Bei einem Friedhofsbesuch in Haag und Langenbruck haben Gläubige ihrer verstorbenen Angehörigen gedacht. Das Besondere daran: die Gräber liegen im Truppenübungsplatz Grafenwöhr und sind normalerweise nicht zugänglich.

Seit vielen Jahren ermöglicht die US-Armee Garnison Bavaria den Besuch der alten Friedhöfe von Haag und Langenbruck im Sperrgebiet des Truppenübungsplatzes. Das Interesse der Bevölkerung daran ist ungebrochen, viele Besucher nutzten wieder diese Chance. Viel Wissenswertes und Geschichtliches über das Südlager, Haag und Langenbruck erfuhren die Teilnehmer obendrein von Army-Pressesprecher Franz Zeilmann und von Werner Stubenvoll vom Soldaten- und Kriegerverein (SKV) Sorghof, der auch die Busfahrt organisiert hatte.

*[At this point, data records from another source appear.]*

PR #722, opened 2023-11-07
Improve consistency of error message wordings

edmorley:
* Use contractions per [Simplified Technical English](https://en.wikipedia.org/wiki/Simplified_Technical_English) guidelines (e.g. "Couldn't" instead of "Could not").
* Prefer using past tense for potentially transient failures (e.g. "Couldn't read buildpack.toml" rather than "Can't").
* Prefer using actual filenames rather than their spec names (e.g. "Couldn't read buildpack.toml" rather than "Couldn't read buildpack descriptor").
* Use "I/O error" instead of "IO error" or "IOError"
* Use display representations when including underlying error messages in the current error message where possible (ie: For most errors apart from `io::Error`). This also means preferring `panic!` over `.expect()`, since the latter uses the debug representation instead of display.
* Use "Error ..." as the prefix for all top level error message (i.e. at the `panic!` or `.expect()` call sites).
* Use `#[error(transparent)]` instead of `#[error("{0}")]` per: https://github.com/heroku/libcnb.rs/pull/720#discussion_r1383822568

GUS-W-14445374.

### DIFF
--- a/libcnb-test/src/test_runner.rs
+++ b/libcnb-test/src/test_runner.rs
@@ -59,9 +59,10 @@ impl TestRunner {
     ) {
         let config = config.borrow();
 
-        let cargo_manifest_dir = env::var("CARGO_MANIFEST_DIR")
-            .map(PathBuf::from)
-            .expect("Could not determine Cargo manifest directory");
+        let cargo_manifest_dir = env::var("CARGO_MANIFEST_DIR").map_or_else(
+            |error| panic!("Error determining Cargo manifest directory: {error}"),
+            PathBuf::from,
+        );
 
         let app_dir = {
             let normalized_app_dir_path = if config.app_dir.is_relative() {
@@ -80,7 +81,7 @@ impl TestRunner {
             // preprocessor. Skip app copying if no changes to the app will be made.
             if let Some(app_dir_preprocessor) = &config.app_dir_preprocessor {
                 let temporary_app_dir = app::copy_app(&normalized_app_dir_path)
-                    .expect("Could not copy app to temporary location");
+                    .expect("Error copying app fixture to temporary location");
 
                 (app_dir_preprocessor)(temporary_app_dir.as_path().to_owned());
 
@@ -91,7 +92,7 @@ impl TestRunner {
         };
 
         let buildpacks_target_dir =
-            tempdir().expect("Could not create a temporary directory for compiled buildpacks");
+            tempdir().expect("Error creating temporary directory for compiled buildpacks");
 
         let mut pack_command = PackBuildCommand::new(&config.builder_name, &app_dir, &image_name);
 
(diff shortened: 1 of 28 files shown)


libcnb-test/src/test_runner.rs
```diff
@@ -59,9 +59,10 @@ impl TestRunner {
     ) {
         let config = config.borrow();
 
-        let cargo_manifest_dir = env::var("CARGO_MANIFEST_DIR")
-            .map(PathBuf::from)
-            .expect("Could not determine Cargo manifest directory");
+        let cargo_manifest_dir = env::var("CARGO_MANIFEST_DIR").map_or_else(
+            |error| panic!("Error determining Cargo manifest directory: {error}"),
+            PathBuf::from,
+        );
```
Malax, line 65: Then I first read this, it made me stop for a moment and made me think about what's happening here. `.expect` seems a lot more natural.

However, `.expect` doesn't use the display representation which I assume is the reason we changed this to the new form. Can we add a short comment explaining this?

Malax (approved):

libcnb-test/src/test_runner.rs
edmorley: It's explained in the PR description

edmorley: I agree it's not immediately obvious about the implications between `.expect()` and a hand-written `panic!` (which is why I covered it in the PR description), but I think it's a bit too far towards "explaining how Rust works" to include an inline comment?

edmorley: Also, this is using the same style already used in other places, such as:
https://github.com/heroku/libcnb.rs/blob/5ab4b036a8dd18dc2d25a3d3ee49ed66ef3ec9d3/libcnb-test/src/test_runner.rs#L111-L127

Malax: I'll leave the final decision up to you - it's not a big deal. The other example seems even less problematic since only one operation takes place. I think what made me pause for a moment is the `map_or_else` where the else case is a side-effect.

edmorley: The initial edit I made was only `expect` -> `panic!`, however, Clippy then reported:

```
warning: called `map(<f>).unwrap_or_else(<g>)` on a `Result` value. This can be done more directly by calling `.map_or_else(<g>, <f>)` instead
  --> libcnb-test/src/test_runner.rs:62:34
   |
62 |           let cargo_manifest_dir = env::var("CARGO_MANIFEST_DIR")
   |  __________________________________^
63 | |             .map(PathBuf::from)
64 | |             .unwrap_or_else(|error| panic!("Error determining Cargo manifest directory: {error}"));
   | |__________________________________________________________________________________________________^ help: try: `env::var("CARGO_MANIFEST_DIR").map_or_else(|error| panic!("Error determining Cargo manifest directory: {error}"), PathBuf::from)`
   |
   = help: for further information visit https://rust-lang.github.io/rust-clippy/master/index.html#map_unwrap_or
```

PR #723, opened 2023-11-08
Add optional opentelemetry file export tracing

joshwlewis:
This is an alternative implementation of #705. 

This PR adds opt-in functionality (with the `trace` feature) that writes [OpenTelemetry File Export](https://opentelemetry.io/docs/specs/otel/protocol/file-exporter/) tracing information during build and compile. The tracing data includes buildpack attributes (like buildpack id, name), spans for build and detect, events for `build-success`, `detect-pass`, `detect-fail`, and also sets errors and span status in the case of errors.

GUS-W-14348835.

### DIFF
--- a/libcnb/src/runtime.rs
+++ b/libcnb/src/runtime.rs
@@ -5,6 +5,8 @@ use crate::detect::{DetectContext, InnerDetectResult};
 use crate::error::Error;
 use crate::platform::Platform;
 use crate::sbom::cnb_sbom_path;
+#[cfg(feature = "trace")]
+use crate::tracing::start_trace;
 use crate::util::is_not_found_error_kind;
 use crate::{exit_code, TomlFileError, LIBCNB_SUPPORTED_BUILDPACK_API};
 use libcnb_common::toml_file::{read_toml_file, write_toml_file};
@@ -138,14 +140,32 @@ pub fn libcnb_runtime_detect<B: Buildpack>(
         buildpack_descriptor: read_buildpack_descriptor()?,
     };
 
-    match buildpack.detect(detect_context)?.0 {
-        InnerDetectResult::Fail => Ok(exit_code::DETECT_DETECTION_FAILED),
+    #[cfg(feature = "trace")]
+    let mut trace = start_trace(&detect_context.buildpack_descriptor.buildpack, "detect");
+
+    let detect_result = buildpack.detect(detect_context);
+
+    #[cfg(feature = "trace")]
+    if let Err(ref err) = detect_result {
+        trace.set_error(err);
+    }
+
+    match detect_result?.0 {
+        InnerDetectResult::Fail => {
+            #[cfg(feature = "trace")]
+            trace.add_event("detect-failed");
+            Ok(exit_code::DETECT_DETECTION_FAILED)
+        }
         InnerDetectResult::Pass { build_plan } => {
             if let Some(build_plan) = build_plan {
-                write_toml_file(&build_plan, build_plan_path)
-                    .map_err(Error::CannotWriteBuildPlan)?;
+                write_toml_file(&build_plan, build_plan_path).map_err(|err| {
+                    #[cfg(feature = "trace")]
+                    trace.set_error(&err);
+                    Error::CannotWriteBuildPlan(err)
+                })?;
             }
-
+            #[cfg(feature = "trace")]
+            trace.add_event("detect-passed");
             Ok(exit_code::DETECT_DETECTION_PASSED)
         }
     }
--- a/libcnb/src/runtime.rs
+++ b/libcnb/src/runtime.rs
@@ -158,10 +158,11 @@ pub fn libcnb_runtime_detect<B: Buildpack>(
         }
         InnerDetectResult::Pass { build_plan } => {
             if let Some(build_plan) = build_plan {
-                write_toml_file(&build_plan, build_plan_path).map_err(|err| {
+                write_toml_file(&build_plan, build_plan_path).map_err(|inner_err| {
+                    let err = Error::CannotWriteBuildPlan(inner_err);
                     #[cfg(feature = "trace")]
                     trace.set_error(&err);
-                    Error::CannotWriteBuildPlan(err)
+                    err
                 })?;
             }
             #[cfg(feature = "trace")]
--- a/libcnb/src/runtime.rs
+++ b/libcnb/src/runtime.rs
@@ -132,7 +132,7 @@ pub fn libcnb_runtime_detect<B: Buildpack>(
     #[cfg(feature = "trace")]
     let mut trace = start_trace(&buildpack_descriptor.buildpack, "detect");
 
-    let mut record_trace_err = |err: &dyn std::error::Error| {
+    let mut trace_error = |err: &dyn std::error::Error| {
         #[cfg(feature = "trace")]
         trace.set_error(err);
     };
@@ -140,13 +140,13 @@ pub fn libcnb_runtime_detect<B: Buildpack>(
         .map_err(Error::CannotDetermineStackId)
         .and_then(|stack_id_string| stack_id_string.parse().map_err(Error::StackIdError))
         .map_err(|err| {
-            record_trace_err(&err);
+            trace_error(&err);
             err
         })?;
 
     let platform = B::Platform::from_path(&args.platform_dir_path).map_err(|inner_err| {
         let err = Error::CannotCreatePlatformFromPath(inner_err);
-        record_trace_err(&err);
+        trace_error(&err);
         err
     })?;
 
@@ -161,7 +161,7 @@ pub fn libcnb_runtime_detect<B: Buildpack>(
     };
 
     let detect_result = buildpack.detect(detect_context).map_err(|err| {
-        record_trace_err(&err);
+        trace_error(&err);
         err
     });
 
@@ -175,7 +175,7 @@ pub fn libcnb_runtime_detect<B: Buildpack>(
             if let Some(build_plan) = build_plan {
                 write_toml_file(&build_plan, build_plan_path).map_err(|inner_err| {
                     let err = Error::CannotWriteBuildPlan(inner_err);
-                    record_trace_err(&err);
+                    trace_error(&err);
                     err
                 })?;
             }
@@ -206,7 +206,7 @@ pub fn libcnb_runtime_build<B: Buildpack>(
     #[cfg(feature = "trace")]
     let mut trace = start_trace(&buildpack_descriptor.buildpack, "build");
 
-    let mut record_trace_err = |err: &dyn std::error::Error| {
+    let mut trace_error = |err: &dyn std::error::Error| {
         #[cfg(feature = "trace")]
         trace.set_error(err);
     };
@@ -215,19 +215,19 @@ pub fn libcnb_runtime_build<B: Buildpack>(
         .map_err(Error::CannotDetermineStackId)
         .and_then(|stack_id_string| stack_id_string.parse().map_err(Error::StackIdError))
         .map_err(|err| {
-            record_trace_err(&err);
+            trace_error(&err);
             err
         })?;
 
     let platform = Platform::from_path(&args.platform_dir_path).map_err(|inner_err| {
         let err = Error::CannotCreatePlatformFromPath(inner_err);
-        record_trace_err(&err);
+        trace_error(&err);
         err
     })?;
 
     let buildpack_plan = read_toml_file(&args.buildpack_plan_path).map_err(|inner_err| {
         let err = Error::CannotReadBuildpackPlan(inner_err);
-        record_trace_err(&err);
+        trace_error(&err);
         err
     })?;
 
@@ -237,7 +237,7 @@ pub fn libcnb_runtime_build<B: Buildpack>(
     }
     .map_err(Error::CannotReadStore)
     .map_err(|err| {
-        record_trace_err(&err);
+        trace_error(&err);
         err
     })?;
 
@@ -253,7 +253,7 @@ pub fn libcnb_runtime_build<B: Buildpack>(
     };
 
     let build_result = buildpack.build(build_context).map_err(|err| {
-        record_trace_err(&err);
+        trace_error(&err);
         err
     });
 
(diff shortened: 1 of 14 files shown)


libcnb/src/runtime.rs
```diff
@@ -138,14 +140,32 @@ pub fn libcnb_runtime_detect<B: Buildpack>(
...
 
-    match buildpack.detect(detect_context)?.0 {
-        InnerDetectResult::Fail => Ok(exit_code::DETECT_DETECTION_FAILED),
+    #[cfg(feature = "trace")]
+    let mut trace = start_trace(&detect_context.buildpack_descriptor.buildpack, "detect");
+
+    let detect_result = buildpack.detect(detect_context);
+
+    #[cfg(feature = "trace")]
+    if let Err(ref err) = detect_result {
```
joshwlewis, line 149: There's a bunch of code that looks like this. I'm really looking forward to `inspect_err` becoming usable: https://github.com/rust-lang/rfcs/issues/3190.

edmorley: Looks very close to being stabilised at least 😄 
https://github.com/rust-lang/rust/pull/116866

edmorley:
@joshwlewis It looks like there were new versions of the opentelemetry crates released in the last couple of days:
https://github.com/open-telemetry/opentelemetry-rust/releases/tag/v0.21.0

Maybe worth picking those new versions up now?
https://github.com/open-telemetry/opentelemetry-rust/blob/main/opentelemetry/CHANGELOG.md
https://github.com/open-telemetry/opentelemetry-rust/blob/main/opentelemetry-stdout/CHANGELOG.md

joshwlewis:
> It looks like there were new versions of the opentelemetry crates released in the last couple of days

@edmorley thanks. Brought them in with [54f8fe4](https://github.com/heroku/libcnb.rs/pull/723/commits/54f8fe49d7818590454de604e9fc5b3e98d19607).

libcnb/src/tracing.rs
```diff
@@ -0,0 +1,136 @@
...
+    trace::{Span as SpanTrait, Status, Tracer, TracerProvider as TracerProviderTrait},
+    KeyValue,
+};
+use opentelemetry_sdk::{
+    trace::{Config, Span, TracerProvider},
+    Resource,
+};
+use std::path::Path;
+
+const TELEMETRY_EXPORT_ROOT: &str = "/tmp/cnb-telemetry";
```
Malax, line 13: This hardcoded path still makes me a bit uneasy. But I also don't have a great solution either. Could we:

- Add `#[cfg(target_family = "unix")]` to compilation will at least fail on non-unixes. This way, it wouldn't compile for Windows instead of failing with an unsupported path at runtime.
- Include `libcnb` in the path since it is highly libcnb specific.

Malax (approved):
I only have one remaining comment. I think the proposed changes aren't too controversial so I'm approving already with the expectation that we resolve the comment before merging. :)

libcnb/src/tracing.rs
edmorley: A code comment here explaining what the seemingly arbitrary path is all about would be useful too :-)

libcnb/src/tracing.rs
```diff
@@ -0,0 +1,136 @@
...
+
+        println!("tracing_contents: {tracing_contents}");
+        assert!(tracing_contents.contains(phase));
+        assert!(tracing_contents.contains(event));
+        assert!(tracing_contents.contains(error_message));
+        assert!(tracing_contents.contains(buildpack.id.as_str()));
+        assert!(tracing_contents.contains(&buildpack.version.to_string()));
+        assert!(
+            tracing_contents.contains(&buildpack.name.expect("Expected buildpack.name to exist"))
+        );
```
edmorley, line 134: I'm a bit uneasy about this test. It doesn't actually test that the fields are set correctly, or that the file is valid JSON - only that substrings exist in the file in general.

libcnb/src/tracing.rs
```diff
@@ -0,0 +1,136 @@
...
+impl Drop for BuildpackTrace {
+    fn drop(&mut self) {
+        self.span.end();
+        self.provider.force_flush();
+        global::shutdown_tracer_provider();
+    }
+}
+
+#[cfg(test)]
+mod tests {
```
edmorley, line 88: I think we need some libcnb-test integration tests for this - perhaps by having the integration test run two buildpacks, with the second buildpack printing the output file contents from `/tmp`? (Since I presume there is no other easy way to get the contents out locally)

edmorley (changes requested):

libcnb/src/tracing.rs
```diff
@@ -0,0 +1,136 @@
...
+    let lib_name = option_env!("CARGO_PKG_NAME").unwrap_or("libcnb");
+    let lib_version = option_env!("CARGO_PKG_VERSION");
+
+    let provider = TracerProvider::builder()
+        .with_simple_exporter(exporter)
+        .with_config(Config::default().with_resource(Resource::new(vec![
+            KeyValue::new("service.name", lib_name),
+            KeyValue::new("service.version", lib_version.unwrap_or_default()),
+        ])))
+        .build();
```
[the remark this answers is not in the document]
edmorley: Hmm so is `CARGO_PKG_NAME` the name of the top level crate only, or for dependencies is it set to the name of the dependency? When I wrote the comment above, I was presuming it was the former. Some code comments here would help with understanding :-)

libcnb/src/tracing.rs
```diff
@@ -0,0 +1,136 @@
...
+    }
+    let exporter = match std::fs::File::options()
+        .create(true)
+        .append(true)
+        .open(&tracing_file_path)
+    {
+        Ok(file) => opentelemetry_stdout::SpanExporter::builder()
+            .with_writer(file)
+            .build(),
+        Err(_) => opentelemetry_stdout::SpanExporter::builder()
```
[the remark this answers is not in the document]
joshwlewis: A logger might help, but we'd probably only want to log in a verbose scenario, here. I don't think users would care if the telemetry is working or not. A log message about failed telemetry might even confuse users; they might not know telemetry exists or think it's their own telemetry.

libcnb/src/tracing.rs
```diff
@@ -0,0 +1,136 @@
...
+
+    let mut span = tracer.start(trace_name);
+    span.set_attributes(vec![
+        KeyValue::new("buildpack_id", buildpack.id.to_string().clone()),
+        KeyValue::new("buildpack_name", buildpack.name.clone().unwrap_or_default()),
+        KeyValue::new("buildpack_version", buildpack.version.to_string()),
+        KeyValue::new(
+            "buildpack_homepage",
+            buildpack.homepage.clone().unwrap_or_default(),
+        ),
```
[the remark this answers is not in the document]
joshwlewis: I added these mostly because they were available, and I've been told in the past that it's ok for wide events to be really wide (assuming you aren't generating keys). I'm also unsure how useful they'll be. Maybe lets try it and we can remove later?

libcnb/src/tracing.rs
joshwlewis: Added in ab24d40370f85bf88735399e14b24a00c8fbc40b.

libcnb/src/tracing.rs
joshwlewis: IMO, the keys/fields are the business of `opentelemetry`, and I don't think we should be re-testing it's serialization. 
I don't mind validating that it is JSON, though. Additonally, traversing to the values is a bit laborious, since object serialization looks like `[{"key":"resource-attr","value":{"stringValue":"resource-attr-val-1"}}]` rather than something a little more JSON-native like `{resource-attr: "resource-attr-val-1"}`.

libcnb/src/tracing.rs
```diff
@@ -0,0 +1,136 @@
...
+
+const TELEMETRY_EXPORT_ROOT: &str = "/tmp/cnb-telemetry";
+
+pub(crate) struct BuildpackTrace {
+    provider: TracerProvider,
+    span: Span,
+}
+
+pub(crate) fn start_trace(buildpack: &Buildpack, phase_name: &'static str) -> BuildpackTrace {
+    let trace_name = format!("{}-{phase_name}", buildpack.id.replace(['/', '.'], "_"));
```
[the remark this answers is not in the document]
joshwlewis: Fixed in 65e851e.

libcnb/src/tracing.rs
joshwlewis: Addressed in [7bbf0e7](https://github.com/heroku/libcnb.rs/pull/723/commits/7bbf0e710aaa80b4925453509fe4520a6a7523c1).

libcnb/src/tracing.rs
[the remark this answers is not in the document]
joshwlewis: In my testing, `CARGO_PKG_NAME` resolves to the local package name (`libcnb`), and not the root package (not `heroku-some-buildpack`). In any case, I have added some commentary to the file in [7bbf0e7](https://github.com/heroku/libcnb.rs/pull/723/commits/7bbf0e710aaa80b4925453509fe4520a6a7523c1).

test-buildpacks/tracing/tests/fixtures/buildpacks/tracing-reader/bin/detect
```diff
@@ -0,0 +1,2 @@
+#!/usr/bin/env bash
+set -eo pipefail
```
edmorley, line 2:
```suggestion
set -euo pipefail
```

test-buildpacks/tracing/tests/integration_test.rs
```diff
@@ -0,0 +1,32 @@
...
+fn test_tracing_export_file() {
+    let empty_app_dir = temp_dir().join("empty-app-dir");
+    fs::create_dir_all(&empty_app_dir).unwrap();
+
+    let mut build_config = BuildConfig::new("heroku/builder:22", &empty_app_dir);
+
+    // Telemetry file exports are not persisted to the build's resulting image,
+    // so to test that contents are emitted, a second buildpack is used to read
+    // the contents during the build.
+    build_config.buildpacks(vec![
```
edmorley, line 18: (nit; optional)

```suggestion
    build_config.buildpacks([
```

edmorley (commented):
I've run out of time tonight to completely finish the re-review, but this should be 95% of it...

test-buildpacks/tracing/Cargo.toml
```diff
@@ -0,0 +1,12 @@
+[package]
+name = "tracing"
+version = "0.0.0"
+edition.workspace = true
+rust-version.workspace = true
+publish = false
+
+[dependencies]
+libcnb = { path = "../../libcnb", features = ["trace"] }
```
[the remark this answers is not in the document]
joshwlewis: Oh neat. I didn't even try, and assumed this wouldn't work.

libcnb/src/tracing.rs
```diff
@@ -0,0 +1,172 @@
...
+    trace::{Span as SpanTrait, Status, Tracer, TracerProvider as TracerProviderTrait},
+    KeyValue,
+};
+use opentelemetry_sdk::{
+    trace::{Config, Span, TracerProvider},
+    Resource,
+};
+use std::{io::BufWriter, path::Path};
+
+// This is the directory in which `BuildpackTrace` stores Open Telemetry File
```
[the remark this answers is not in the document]
joshwlewis: I did this purposefully. Clippy will want me to wrap OpenTelemetry in backticks, because it thinks I'm referencing a type. If I fix the casing, I'll also have to add a lint block above it. You're probably right, using the correct casing is more correct.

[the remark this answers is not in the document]
joshwlewis: Fixed in [0c18d96](https://github.com/heroku/libcnb.rs/pull/723/commits/0c18d964ad0c9103ee3d5969da998326503ba3d9).

libcnb/src/tracing.rs
```diff
@@ -0,0 +1,172 @@
...
+// Exports. Services which intend to export the tracing data from libcnb.rs
+// (such as [cnb-otel-collector](https://github.com/heroku/cnb-otel-collector))
```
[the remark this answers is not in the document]
joshwlewis: Fixed in [0c18d96](https://github.com/heroku/libcnb.rs/pull/723/commits/0c18d964ad0c9103ee3d5969da998326503ba3d9).

libcnb/src/tracing.rs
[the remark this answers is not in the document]
edmorley: Ah I didn't realise that lint would trigger.

Looking now I see that lint has an allowlist - see the "Configuration" section of:
https://rust-lang.github.io/rust-clippy/master/index.html#/doc_markdown

I've opened an upstream PR to add "OpenTelemetry" to the default list:
https://github.com/rust-lang/rust-clippy/pull/11926

In the meantime until that change is on `stable`, we can override the default config using:
https://github.com/heroku/libcnb.rs/blob/main/clippy.toml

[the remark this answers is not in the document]
edmorley: (Marking as unresolved for now, since CI is failing at the moment due to this lint)

libcnb/src/runtime.rs
```diff
@@ -188,31 +209,53 @@ pub fn libcnb_runtime_build<B: Buildpack>(
         buildpack_dir: read_buildpack_dir()?,
         buildpack_descriptor: read_buildpack_descriptor()?,
         store,
-    })?;
+    };
+    #[cfg(feature = "trace")]
+    let mut trace = start_trace(&build_context.buildpack_descriptor.buildpack, "build");
```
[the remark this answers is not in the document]
joshwlewis: Yeah makes sense. Done in [f6486ea](https://github.com/heroku/libcnb.rs/pull/723/commits/f6486ea3c516a7e91efea5928189ca3c215f37d9).

libcnb/src/tracing.rs
joshwlewis: Yeah, fair enough on those points. I can't check the entire full file contents because 1) the keys are not consistently ordered and 2) the payload has timestamps for spans and events. I did add some rigor to these tests in 74a542092172fa26eccb8f5a6554e45707456850, though. It's now a bit more rigorous, checking text against expected keys and values. I feel pretty good about this balance now, especially given the test also validates the json.

edmorley: The new assertions look great, thank you!

edmorley (approved):
This is great - thank you so much for working on this! I can't wait to start using this in the CNBs themselves :-)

Sein Urgroßvater, Johann Stubenvoll, hatte einst die Haager Chronik verfasst. Früher gehörte Haag zur Pfarrei Hopfenohe ehe das Pfarrdorf an der alten Handels- und Reichsstraße 85 im Jahr 1876 selbstständige Pfarrei wurde. 1938 war das Schicksalsjahr der Haager: die etwa 500 Einwohner mussten ihre Heimat für immer verlassen. Haag mit seinen 75 Häusern wurde ebenso wie weitere 57 Ortschaften und Weiler mit 3500 Einwohnern, im Zuge der Erweiterung des Truppenübungsplatzes zwangsabgesiedelt. Viele von ihnen fanden in Sorghof und Wolfskofen (Landkreis Regensburg) eine neue Heimat.

Vorbei an Schießbahnen ging es auf die östliche Anhöhe über dem ehemaligen Dorf Haag. Erhalten geblieben sind nur noch der Dorfweiher, zwei Felsenkeller, die heute als Quartier für Fledermäuse dienen, und der Friedhof, der seit 1414 existiert. Pater Jimmy Joseph sprach Gebete sowie Fürbitten und segnete die Gräber. Vor den Grabmälern aus Sandstein und Kreuzen aus Holz wurden Blumen und Kerzen abgestellt.

Auf der Rückfahrt legten die ehemaligen Bewohner und Nachfahren am alten Langenbrucker Friedhof, der innerhalb des Südlagers – den Rose-Barracks – liegt, einen weiteren Halt ein. „Von der langen Brücke über die Frankenohe kommt der Name Langenbruck“ gab Stubenvoll sein Wissen aus den Chroniken weiter. Ein zweigeteilter Granitstein mit einem Kreuz am ehemaligen Standort der Langenbrucker Kirche St. Wolfgang weise neben dem Friedhof noch heute auf die Ortschaft hin. Der Langenbrucker Friedhof wurde in den 60er-Jahren durch den US-Sergeant Abraham weitergepflegt und dadurch vor dem Verfall bewahrt. Darüber informiert die Infoschrift auf einer Tafel am Eingang der Ruhestätte.

Auf der letzten Etappe sammelten die Teilnehmer auch noch Eindrücke aus dem Südlager. An der Fahrstrecke lag das Ehrenmal für gefallene amerikanische Soldaten im Golfkrieg. Hier haben die Stadt Vilseck und der SKV Sorghof die Ruhebänke gestiftet, erzählte Zeilmann. Die amerikanischen Wohnbereiche in der Kaserne tragen die Namen der früheren Ortschaften, wie Altneuhaus, Kittenberg, Grünwald und Langenbruck. Stubenvoll bedankte sich zum Abschluss bei Pater Jimmy Joseph, bei Franz Zeilmann und dem Kommandeur der US-Garnison, Colonel Poole, für die Genehmigung der Besuchsfahrt.

Mit der neuerlichen Teilnahme an den Friedhofs-Besuchen beantworteten die Nachkommen auch die in Gedichtform gefasste Frage des Haager Heimatdichters Erhard Trummer: "Wenn wir ferne sind und weit, wer wird denn am Grabe beten zur Allerseelenzeit?"